TASK BRIEF:
The records that follow must be printed exactly as they are.

(Saved data entries)
== == ==
Issue #1380, opened 2021-11-24
Error : Invalid character in entity name when &amp; is in the <name>


tpneumat:
# Bug Report

## Problem

Can not include `&amp; ` in the cordova app name without causing a build failure to occur when strings.xml is created.

### What is expected to happen?

If I have properly escaped the & in the config.xml, it should also apply to the strings.xml.  

### What does actually happen?
It seems the `&amp;` is converted back to `&` when strings xml is created, perhaps in prepare.js.  This causes the cordova add command to fail.

## Information

Given the following config.xml
```
<?xml version='1.0' encoding='utf-8'?>
<widget id="xxx.xxx.xxxx" version="6.2.2" android-versionCode="622000062" versionCode="62" xmlns="http://www.w3.org/ns/widgets" xmlns:android="http://schemas.android.com/apk/res/android" xmlns:gap="http://phonegap.com/ns/1.0">

    <name>TIMING &amp; TRACKING</name>
    <description>
        Timing APP
    </description>
```

### Command or Code
Run the command to create the cordova project

```
cordova platform add android@10.1.1
Using cordova-fetch for cordova-android@10.1.1
Adding android project...
Creating Cordova project for the Android platform:
	Path: platforms/android
	Package: me.rtrt.app.tsa
	Name: TIMING & TRACKING
	Activity: MainActivity
	Android target: android-30
Subproject Path: CordovaLib
Subproject Path: app
Android project created with cordova-android@10.1.1
Invalid character in entity name
Line: 3
Column: 37
Char:
```

Then, checking the strings.xml that was created, you can find there is a non-escaped & 

/platforms/android/app/src/main/res/values/strings.xml

```
<?xml version="1.0" encoding="utf-8"?>
<resources>
    <!-- App label shown within list of installed apps, battery & network usage screens. -->
    <string name="app_name">TIMING & TRACKING</string>
    <!-- App label shown on the launcher. -->
    <string name="launcher_name">@string/app_name</string>
    <!-- App label shown on the task switcher. -->
    <string name="activity_name">@string/launcher_name</string>
</resources>
```

### Environment, Platform, Device
N/A

### Version information

Android  Cordova 10.1.1 
MacOs 10.15.7 (catalina)

## Checklist

- [X] I searched for existing GitHub issues
- [X] I updated all Cordova tooling to most recent version
- [X] I included all the necessary information above

tiagoappereira:
[...]

PR #1384, opened 2021-12-07
fix: escape strings.xml app name

tiagoappereira:
### Platforms affected
Android

### Motivation and Context

Error on `cordova platform add` when the Cordova app name contains the character `&`. The issue occurs when parsing the `strings.xml` file. The issue was introduced on cordova-android 10.1.0

Fixes https://github.com/apache/cordova-android/issues/1380

### Description

Simply replaces the `&` characters in the project name (if present) by an `_`. 

### Testing

`npm test` and project creation successful

### Checklist

### DIFF
--- a/lib/create.js
+++ b/lib/create.js
@@ -255,7 +255,7 @@ exports.create = function (project_path, config, options, events) {
             fs.ensureDirSync(activity_dir);
             fs.copySync(path.join(project_template_dir, 'Activity.java'), activity_path);
             utils.replaceFileContents(activity_path, /__ACTIVITY__/, safe_activity_name);
-            utils.replaceFileContents(path.join(app_path, 'res', 'values', 'strings.xml'), /__NAME__/, project_name);
+            utils.replaceFileContents(path.join(app_path, 'res', 'values', 'strings.xml'), /__NAME__/, utils.escape(project_name));
             utils.replaceFileContents(activity_path, /__ID__/, package_name);
 
             var manifest = new AndroidManifest(path.join(project_template_dir, 'AndroidManifest.xml'));
--- a/lib/utils.js
+++ b/lib/utils.js
@@ -66,3 +66,21 @@ exports.forgivingWhichSync = (cmd) => {
 
 exports.isWindows = () => os.platform() === 'win32';
 exports.isDarwin = () => os.platform() === 'darwin';
+
+const UNESCAPED_REGEX = /[&<>"']/g;
+
+const escapes = {
+    '&': '&amp;',
+    '<': '&lt;',
+    '>': '&gt;',
+    '"': '&quot;',
+    "'": '&#39;'
+};
+
+/**
+ * Converts the characters "&", "<", ">", '"' and "'" in the given string to
+ * their corresponding escaped value
+ * @param {string} str the string to be escaped
+ * @returns the escaped string
+ */
+exports.escape = (str) => UNESCAPED_REGEX.test(str) ? str.replace(UNESCAPED_REGEX, (key) => escapes[key]) : str;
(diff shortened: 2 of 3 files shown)


dpogue:
Wouldn't the correct fix be to XML-escape the `&` (or other special characters like `<` and `>`)?

breautek (approved):
Lgtm

jcesarmobile (changes requested):
package.json doesn't include lodash.
It works because there are 3 other dependencies that include lodash as dependency themselves but it could break in the future if those dependencies are replaced/removed or they stop using lodash in a newer version. 
So I think it should be included in the package.json to prevent that.

jcesarmobile (approved):

erisu (changes requested):
I am not infavor for installing the entire lodash package just to use one method.

Either install the exact package, lodash.escape, or write our own escape method please.

**Lodash**
package size:  319.0 kB
unpacked size: 1.4 MB

**Lodash Escape**
package size:  3.9 kB
unpacked size: 9.1 kB

jcesarmobile:
It's already being installed because it's a dependency of other 3 dependencies.
As you can see, the package-lock.json doesn't change because it's already installed.

I would be in favor of not installing lodash, but that would mean updating a lot of our dependencies (including cordova-common as it depends on @netflix/nerror which depends on lodash)

erisu:
We have been removing lodash from our dependencies because of the vuln. report frequencies.

I have discussed with others on dropping `@netflix/nerror` because they neglected to update their package over 2 years now and even with PRs open to resolve some issues.

https://github.com/Netflix/nerror/pull/18

breautek:
> We have been removing lodash from our dependencies because of the vuln. report frequencies.
> 
> I have discussed with others on dropping `@netflix/nerror` because they neglected to update their package over 2 years now and even with PRs open to resolve some issues.
> 
> [Netflix/nerror#18](https://github.com/Netflix/nerror/pull/18)

To add onto this, we can probably solve the same issue using the JS native method [encodeURIComponent](https://developer.mozilla.org/en-US/docs/Web/JavaScript/Reference/Global_Objects/encodeURIComponent) so that we can avoid introducing another lodash dependency. I'm pretty sure the method exists in NodeJS environments.

jcesarmobile:
`encodeURIComponent` won't work because it scapes `<Incredible&App>` to `%3CIncredible%26App%3E`, which is not valid on the `strings.xml`.

I solved a similar problem in Capacitor using replace like this
https://github.com/ionic-team/capacitor/pull/5325/files#diff-ed3a1ffe6172324599c40aaeea6832beab33815ec5c28ba7f87e1a37fb55fae1R74-R78

note that it doesn't include `>` replacement because it wasn't needed in Capacitor, but might still be needed in Cordova as it looks like it does some previous conversion
also note that it includes `"`, which is not escaped by lodash

erisu:
Here is what lodash escape does, just for additional details:

```
  '&': '&amp;',
  '<': '&lt;',
  '>': '&gt;',
  '"': '&quot;',
  "'": '&#39;',
  '`': '&#96;'
```

jcesarmobile:
there is some previous conversion somewhere else, because I tested with `'` and `"` and `'` was converted to `\'` and `"` wasn't converted at all.
Note that for them to work in `strings.xml` they have to be `\'` and `\"`, didn't try ` (by work I mean that the app name is displayed on the phone exactly as on the `strings.xml`)

jcesarmobile:
I found where the `'` is converted to `\'`, is not done by lodash

https://github.com/apache/cordova-android/blob/09c75237d9348a944b4946ccb31d2dee90330ce4/lib/prepare.js#L266

erisu (approved):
== == ==
RESPONSE:
Issue #1380, opened 2021-11-24
Error : Invalid character in entity name when &amp; is in the <name>


tpneumat:
# Bug Report

## Problem

Can not include `&amp; ` in the cordova app name without causing a build failure to occur when strings.xml is created.

### What is expected to happen?

If I have properly escaped the & in the config.xml, it should also apply to the strings.xml.  

### What does actually happen?
It seems the `&amp;` is converted back to `&` when strings xml is created, perhaps in prepare.js.  This causes the cordova add command to fail.

## Information

Given the following config.xml
```
<?xml version='1.0' encoding='utf-8'?>
<widget id="xxx.xxx.xxxx" version="6.2.2" android-versionCode="622000062" versionCode="62" xmlns="http://www.w3.org/ns/widgets" xmlns:android="http://schemas.android.com/apk/res/android" xmlns:gap="http://phonegap.com/ns/1.0">

    <name>TIMING &amp; TRACKING</name>
    <description>
        Timing APP
    </description>
```

### Command or Code
Run the command to create the cordova project

```
cordova platform add android@10.1.1
Using cordova-fetch for cordova-android@10.1.1
Adding android project...
Creating Cordova project for the Android platform:
	Path: platforms/android
	Package: me.rtrt.app.tsa
	Name: TIMING & TRACKING
	Activity: MainActivity
	Android target: android-30
Subproject Path: CordovaLib
Subproject Path: app
Android project created with cordova-android@10.1.1
Invalid character in entity name
Line: 3
Column: 37
Char:
```

Then, checking the strings.xml that was created, you can find there is a non-escaped & 

/platforms/android/app/src/main/res/values/strings.xml

```
<?xml version="1.0" encoding="utf-8"?>
<resources>
    <!-- App label shown within list of installed apps, battery & network usage screens. -->
    <string name="app_name">TIMING & TRACKING</string>
    <!-- App label shown on the launcher. -->
    <string name="launcher_name">@string/app_name</string>
    <!-- App label shown on the task switcher. -->
    <string name="activity_name">@string/launcher_name</string>
</resources>
```

### Environment, Platform, Device
N/A

### Version information

Android  Cordova 10.1.1 
MacOs 10.15.7 (catalina)

## Checklist

- [X] I searched for existing GitHub issues
- [X] I updated all Cordova tooling to most recent version
- [X] I included all the necessary information above

tiagoappereira:
[...]

PR #1384, opened 2021-12-07
fix: escape strings.xml app name

tiagoappereira:
### Platforms affected
Android

### Motivation and Context

Error on `cordova platform add` when the Cordova app name contains the character `&`. The issue occurs when parsing the `strings.xml` file. The issue was introduced on cordova-android 10.1.0

Fixes https://github.com/apache/cordova-android/issues/1380

### Description

Simply replaces the `&` characters in the project name (if present) by an `_`. 

### Testing

`npm test` and project creation successful

### Checklist

### DIFF
--- a/lib/create.js
+++ b/lib/create.js
@@ -255,7 +255,7 @@ exports.create = function (project_path, config, options, events) {
             fs.ensureDirSync(activity_dir);
             fs.copySync(path.join(project_template_dir, 'Activity.java'), activity_path);
             utils.replaceFileContents(activity_path, /__ACTIVITY__/, safe_activity_name);
-            utils.replaceFileContents(path.join(app_path, 'res', 'values', 'strings.xml'), /__NAME__/, project_name);
+            utils.replaceFileContents(path.join(app_path, 'res', 'values', 'strings.xml'), /__NAME__/, utils.escape(project_name));
             utils.replaceFileContents(activity_path, /__ID__/, package_name);
 
             var manifest = new AndroidManifest(path.join(project_template_dir, 'AndroidManifest.xml'));
--- a/lib/utils.js
+++ b/lib/utils.js
@@ -66,3 +66,21 @@ exports.forgivingWhichSync = (cmd) => {
 
 exports.isWindows = () => os.platform() === 'win32';
 exports.isDarwin = () => os.platform() === 'darwin';
+
+const UNESCAPED_REGEX = /[&<>"']/g;
+
+const escapes = {
+    '&': '&amp;',
+    '<': '&lt;',
+    '>': '&gt;',
+    '"': '&quot;',
+    "'": '&#39;'
+};
+
+/**
+ * Converts the characters "&", "<", ">", '"' and "'" in the given string to
+ * their corresponding escaped value
+ * @param {string} str the string to be escaped
+ * @returns the escaped string
+ */
+exports.escape = (str) => UNESCAPED_REGEX.test(str) ? str.replace(UNESCAPED_REGEX, (key) => escapes[key]) : str;
(diff shortened: 2 of 3 files shown)


dpogue:
Wouldn't the correct fix be to XML-escape the `&` (or other special characters like `<` and `>`)?

breautek (approved):
Lgtm

jcesarmobile (changes requested):
package.json doesn't include lodash.
It works because there are 3 other dependencies that include lodash as dependency themselves but it could break in the future if those dependencies are replaced/removed or they stop using lodash in a newer version. 
So I think it should be included in the package.json to prevent that.

jcesarmobile (approved):

erisu (changes requested):
I am not infavor for installing the entire lodash package just to use one method.

Either install the exact package, lodash.escape, or write our own escape method please.

**Lodash**
package size:  319.0 kB
unpacked size: 1.4 MB

**Lodash Escape**
package size:  3.9 kB
unpacked size: 9.1 kB

jcesarmobile:
It's already being installed because it's a dependency of other 3 dependencies.
As you can see, the package-lock.json doesn't change because it's already installed.

I would be in favor of not installing lodash, but that would mean updating a lot of our dependencies (including cordova-common as it depends on @netflix/nerror which depends on lodash)

erisu:
We have been removing lodash from our dependencies because of the vuln. report frequencies.

I have discussed with others on dropping `@netflix/nerror` because they neglected to update their package over 2 years now and even with PRs open to resolve some issues.

https://github.com/Netflix/nerror/pull/18

breautek:
> We have been removing lodash from our dependencies because of the vuln. report frequencies.
> 
> I have discussed with others on dropping `@netflix/nerror` because they neglected to update their package over 2 years now and even with PRs open to resolve some issues.
> 
> [Netflix/nerror#18](https://github.com/Netflix/nerror/pull/18)

To add onto this, we can probably solve the same issue using the JS native method [encodeURIComponent](https://developer.mozilla.org/en-US/docs/Web/JavaScript/Reference/Global_Objects/encodeURIComponent) so that we can avoid introducing another lodash dependency. I'm pretty sure the method exists in NodeJS environments.

jcesarmobile:
`encodeURIComponent` won't work because it scapes `<Incredible&App>` to `%3CIncredible%26App%3E`, which is not valid on the `strings.xml`.

I solved a similar problem in Capacitor using replace like this
https://github.com/ionic-team/capacitor/pull/5325/files#diff-ed3a1ffe6172324599c40aaeea6832beab33815ec5c28ba7f87e1a37fb55fae1R74-R78

note that it doesn't include `>` replacement because it wasn't needed in Capacitor, but might still be needed in Cordova as it looks like it does some previous conversion
also note that it includes `"`, which is not escaped by lodash

erisu:
Here is what lodash escape does, just for additional details:

```
  '&': '&amp;',
  '<': '&lt;',
  '>': '&gt;',
  '"': '&quot;',
  "'": '&#39;',
  '`': '&#96;'
```

jcesarmobile:
there is some previous conversion somewhere else, because I tested with `'` and `"` and `'` was converted to `\'` and `"` wasn't converted at all.
Note that for them to work in `strings.xml` they have to be `\'` and `\"`, didn't try ` (by work I mean that the app name is displayed on the phone exactly as on the `strings.xml`)

jcesarmobile:
I found where the `'` is converted to `\'`, is not done by lodash

https://github.com/apache/cordova-android/blob/09c75237d9348a944b4946ccb31d2dee90330ce4/lib/prepare.js#L266

erisu (approved):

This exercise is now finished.